Why not buy a refillable Visa at a convenience store?


Those types of cards aren't available in the state of Vermont. Not sure of other states, but Green Dot, Visa Reloadables, etc aren't available here.


We're talking about Japan, though.


I have not seen one, but perhaps I missed it. Do they exist in Japan?


I'm pretty sure I've seen them in Family Mart and 7&i.

http://www.smbc-card.com/prepaid/brand/guide/index.html

SMBC apparently has them, too.


Thanks a lot! This will be incredibly helpful to me :-)


Also apply online for the Rakuten card, and try applying for the store card at Marui. Also if you have an account at Shinsei try to get their credit card.


Yep, my friends will definitely accept Bitcoin for everyday transactions (splitting bills, etc) if they know they can spend it on the sites they use often.
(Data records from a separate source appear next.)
PR #1676, opened 2018-09-24
Move GPU Call Frame into GPU Backend class

rkimballn1:
Move necessary functions from CallFrame to Backend class. Move more info to the FunctionInstance class.


src/ngraph/runtime/gpu/gpu_backend.cpp
```diff
@@ -143,7 +137,26 @@ bool runtime::gpu::GPU_Backend::call(shared_ptr<Function> func,
 
     // ensure the GPURuntimeContext primitive pointers are valid
     m_context->prepare_runtime_context();
-    instance.m_call_frame->call(outputs, inputs, m_context->m_runtime_context.get());
+
+    // Device tensors
+    vector<void*> inputs;
+    vector<void*> outputs;
+
+    for (size_t i = 0; i < input_tvs.size(); i++)
```
csullivan: Since `TensorView` -> `Tensor` soon, perhaps `inputs/outputs_tvs`  should remain `inputs/outputs`?

Now that this is in the backend, can we refactor these below two loops into a static helper that returns a void** of device pointers? Prefer to not have l-value references for the device pointers hanging around.

Optionally: 
```
auto ctx = m_context->m_runtime_context.get();
instance.m_compiled_function(device_buffers(inputs), device_buffers(outputs), ctx);
```

Either that or naming the device pointers as inputs/outputs_d.

rkimballn1: this PR was done as a "minimal change" merge of CallFrame into Backend. I wanted to change as few lines of code possible. When I copied this block of code from CallFrame to Backend there was a naming conflict with inputs/outputs. The smallest change I could make was to change to *_tvs. Lame, but it fit with the minimal change ethic.
I agree with you regarding the refactor, but it is a separate PR. Diff had a hard time detecting changes and marked way too much as changed when it was only copied. With that many changes and substantive changes would have been hidden in the noise.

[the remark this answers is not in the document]
rkimballn1: This code was copied directly from CallFrame with minimal modification. We can change in a separate PR.

PR #1679, opened 2018-09-24
Don't reuse memory for non-destructive ops

csullivan:


src/ngraph/pass/memory_layout.cpp
```diff
@@ -53,10 +53,8 @@ bool pass::MemoryLayout::run_on_function(shared_ptr<ngraph::Function> function)
 
                     // an input tensor can be reused if this is the last use or
                     // an op isn't destructive (i.e. Reshape(DimShuffle))
```
fengleitian: change comments accordingly, why not for non-destructive ops?

Krovatkin: One of indirect users of a reshape(a user of a user) might be an in-place destructive op which destroys the original value before it's consumed by all the direct users of reshape.

fengleitian: if non-destructive passthrough followed by a destructive passthrough, that means we will change the buffer which should be non-destructive

fengleitian: but if it's destructive, it will change if it's last used.

PR #1680, opened 2018-09-25
[WIP][ONNX] Add ENV Flag to compile onnx import

tsocha:


tsocha:
#1687 was chosen as better solution.

PR #1684, opened 2018-09-25
IAT: Skip reshapes that are removing or adding size-1 dimensions

jbobba:


src/ngraph/runtime/cpu/pass/cpu_layout.cpp
```diff
@@ -1276,84 +1276,182 @@ namespace ngraph
...
+                            skip_reshape = true;
+                            skip_input_reorder = true;
                         }
                         else
                         {
-                            set_native_layouts(external_function, node);
-                            return;
+                            if (!reshape->get_is_transpose())
+                                skip_reshape = true;
                         }
```
csullivan: Could combine this if with the else.

PR #1686, opened 2018-09-25
Fix DEX_ONLY compile error in cpu_external_function.cpp

aprocter:
Seeing this error with `-DNGRAPH_DEX_ONLY=TRUE`:

```
/Users/amprocte/Work/ngraph/src/ngraph/runtime/cpu/cpu_external_function.cpp:1139:12: error: unknown type name 'StaticInitializers'
    static StaticInitializers s_static_initializers(s_debug_dir);
```

Looks like the definition of this class should be outside the big `#if !defined(NGRAPH_DEX_ONLY)`.

### DIFF
--- a/src/ngraph/runtime/cpu/cpu_external_function.cpp
+++ b/src/ngraph/runtime/cpu/cpu_external_function.cpp
@@ -373,32 +373,6 @@ static void
     writer << "}\n";
 }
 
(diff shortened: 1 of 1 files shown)


aprocter:
Whoops, there's another link error way down at the end I might as well fix while I'm here...

PR #3574, opened 2019-09-06
[Spec] Implement Pad:v1

mbencer:
Change to add a `v1` version of `Pad` op, which replaces static attributes `m_padding_below` and `m_padding_above` with dynamic inputs.


test/CMakeLists.txt
```diff
@@ -70,6 +70,7 @@ set(SRC
     nop_elimination.cpp
     op.cpp
     opset_pass/softmax_opset_pass.cpp
+    opset_pass/pad_opset1upgrade_pass.cpp
```
postrational: I think we may want to keep all pad-related pass tests in one file. I would consider renaming this to `pad_opset_pass.cpp`

mbencer: Done

src/ngraph/op/pad.cpp
```diff
@@ -174,3 +174,97 @@ std::shared_ptr<Node> op::Pad::get_default_value() const
     }
     return std::make_shared<op::Broadcast>(input_value(1), get_shape(), axes);
 }
+
+const string op::v1::Pad::type_name{"Pad"};
+
+op::v1::Pad::Pad(const Output<Node>& arg,
+                 const Output<Node>& pads_begin,
+                 const Output<Node>& pads_end,
+                 const Output<Node>& arg_pad_value,
```
jbobba: Any reason for this node ordering? arg, arg_pad_value, pads_begin, pads_end would be more consistent with v0.

mbencer: I've thought about it. Such ordering is defined in `Pad` specification. I am not sure if we have to keep specification order or be consistent with `v:0`. @ilyachur @GlebKazantaev What do you think about it?

src/ngraph/serializer.cpp
```diff
@@ -2676,10 +2685,18 @@ json JSONSerializer::serialize_node(const Node& n)
     }
     case OP_TYPEID::Pad:
     {
-        auto tmp = dynamic_cast<const op::Pad*>(&n);
-        node["padding_below"] = tmp->get_padding_below();
-        node["padding_above"] = tmp->get_padding_above();
-        node["pad_mode"] = tmp->get_pad_mode();
+        if (op_version == 0)
+        {
+            auto tmp = dynamic_cast<const op::Pad*>(&n);
```
aprocter:
```suggestion
            auto tmp = dynamic_cast<const op::v0::Pad*>(&n);
```

(Best to be explicit when dealing with "version-aware" code, IMHO)

src/ngraph/op/pad.cpp
```diff
@@ -174,3 +174,97 @@ std::shared_ptr<Node> op::Pad::get_default_value() const
     }
     return std::make_shared<op::Broadcast>(input_value(1), get_shape(), axes);
 }
+
+const string op::v1::Pad::type_name{"Pad"};
+
+op::v1::Pad::Pad(const Output<Node>& arg,
```
aprocter: The spec doesn't say so, but for other ops things like `pads_begin` and `pads_end` are required to be `int64`. Should we do that here?

In any case, if `pads_begin` and `pads_end` are constant, we should still have the checks from the `v0` op for negative dim after padding, and for the input dimensions being too small in the EDGE or REFLECT modes.

test/type_prop/pad.cpp
```diff
@@ -402,3 +402,156 @@ TEST(type_prop, pad_partial_data_rank_dynamic_padding_static_attribs_rank_incons
...
+    auto pads_begin = make_shared<op::Parameter>(element::i64, Shape{1});
+    auto pads_end = make_shared<op::Parameter>(element::i64, Shape{1});
+    auto arg_pad_value = make_shared<op::Parameter>(element::f16, Shape{1});
+
+    try
+    {
+        auto pad = make_shared<op::v1::Pad>(arg, pads_begin, pads_end, arg_pad_value);
+
+        // Should have thrown, so fail if it didn't
+        FAIL() << "Too much negative padding not detected";
```
aprocter: Wrong message here.

src/ngraph/op/pad.cpp
GlebKazantaev: Arguments order the same as in spec and that's right.

src/ngraph/op/pad.cpp
```diff
@@ -174,3 +174,97 @@ std::shared_ptr<Node> op::Pad::get_default_value() const
...
+                 const Output<Node>& pads_begin,
```
GlebKazantaev: According to spec third input should be optional. And third input is necessary only when pad_mode='constant'.

src/ngraph/op/pad.cpp
```diff
@@ -174,3 +174,97 @@ std::shared_ptr<Node> op::Pad::get_default_value() const
...
+{
+    constructor_validate_and_infer_types();
+}
+
+void op::v1::Pad::validate_and_infer_types()
+{
+    element::Type result_et;
+
+    const auto& arg_element_type = get_input_element_type(0);
+    const auto& arg_pad_element_type = get_input_element_type(3);
```
GlebKazantaev: How it will work with optional 3rd input ?

src/ngraph/op/pad.hpp
```diff
@@ -24,61 +24,112 @@ namespace ngraph
...
+                /// \param pads_begin The node which specifies the number of padding elements at the
+                /// beginning of each axis
+                /// \param pads_end The node which specifies the number of padding elements at the
+                /// beginning of each axis
+                /// \param pad_mode The padding mode: CONSTANT(default), EDGE, REFLECT or SYMMETRIC.
+                Pad(const Output<Node>& arg,
+                    const Output<Node>& pads_begin,
+                    const Output<Node>& pads_end,
+                    const Output<Node>& arg_pad_value,
+                    PadMode pad_mode = PadMode::CONSTANT);
```
GlebKazantaev: pad_mode is required and has no default value.

src/ngraph/op/pad.cpp
```diff
@@ -174,3 +175,211 @@ std::shared_ptr<Node> op::Pad::get_default_value() const
...
+
+    NODE_VALIDATION_CHECK(this,
+                          pads_end_element_type.compatible(element::Type_t::i64),
+                          "pads_end must be type i64 (axes type: ",
+                          pads_end_element_type,
+                          ").");
+
+    const auto& pads_begin_shape = get_input_partial_shape(1);
+    const auto& pads_begin_rank = pads_begin_shape.rank();
+    if (pads_begin_rank.is_static())
```
aprocter: You can collapse this and the check inside the `if` down to `pads_begin_rank.compatible(1)`, but no matter.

Have you tried to get a credit card? It's easier than getting a bank account (some banks will refuse to open an account for you if you have been here for less than 6 months).


> should I buy bitcoins with my dollars when I can just pay with my dollars directly?

Cheaper fees (0.5% vs 2.9%) can be potentially passed on to consumers.

And anonymity.


In the last 24 hours, Bitcoin has been worth between $232 and $238, so that could be called a 3% fee on top of the 0.5% fee, and that 3% is just from the last 24 hours. If you look at the last week, the fee could be considered even higher (more than double or quad that).

The problem with Bitcoin is that it is extreme volatile. So you may gain or lose money. So while a 2.9% free on dollars is fairly predictable, you really don't know what the final "fee" would be on Bitcoin.


From the linked page:

> Fluctuation-resistant

> Avoid exchange rate hassles—specify amounts in USD and we’ll send you dollars.


He's probably more referring to the customers side.

Why should I buy bitcoins for let's say $300 and risk them being worth $200 in a few weeks (which would cost me 33%) instead of keeping my money and paying directly (maybe 3% fees for the seller)?


It's a much more nuanced question if you don't hold USD in the first place. Here I have a choice between holding BTC and holding CAD. Both fluctuate compared to the prices of stuff I want to buy from US retailers.


They both fluctuate, but not that much. If you saw that much fluctuation in CAD to USD conversion, no US based company would sell goods in Canada. Just look at what happened due to the ruble value fluctuations last month.


You would sell it for the same price just the equivalent in CAD.


If you are in Canada that isn't really true. It is extremely easy to open a USD denominated bank account and credit card. Couple banks have Euro accounts as well.


Yeah, but if you get paid in CAD, it's still a question of when you want to deal with the volatility—point of sale, or point of forex-exchange-during-account-transfer. You still have to deal with timing it right (possibly waiting months) if you want to avoid losing tens of cents on the dollar.

And if you're already thinking like that, Bitcoin isn't nearly as scary.


Bullshit. And this is not a matter of opinion or speculation. There is data and history. Take a look: http://imgur.com/FmpI0HY

That's the past year. The flat blue line around 0% is CAD vs USD. The crazy red line that's all over the place, swinging by as much as 100% in a matter of weeks, is CAD/BTC.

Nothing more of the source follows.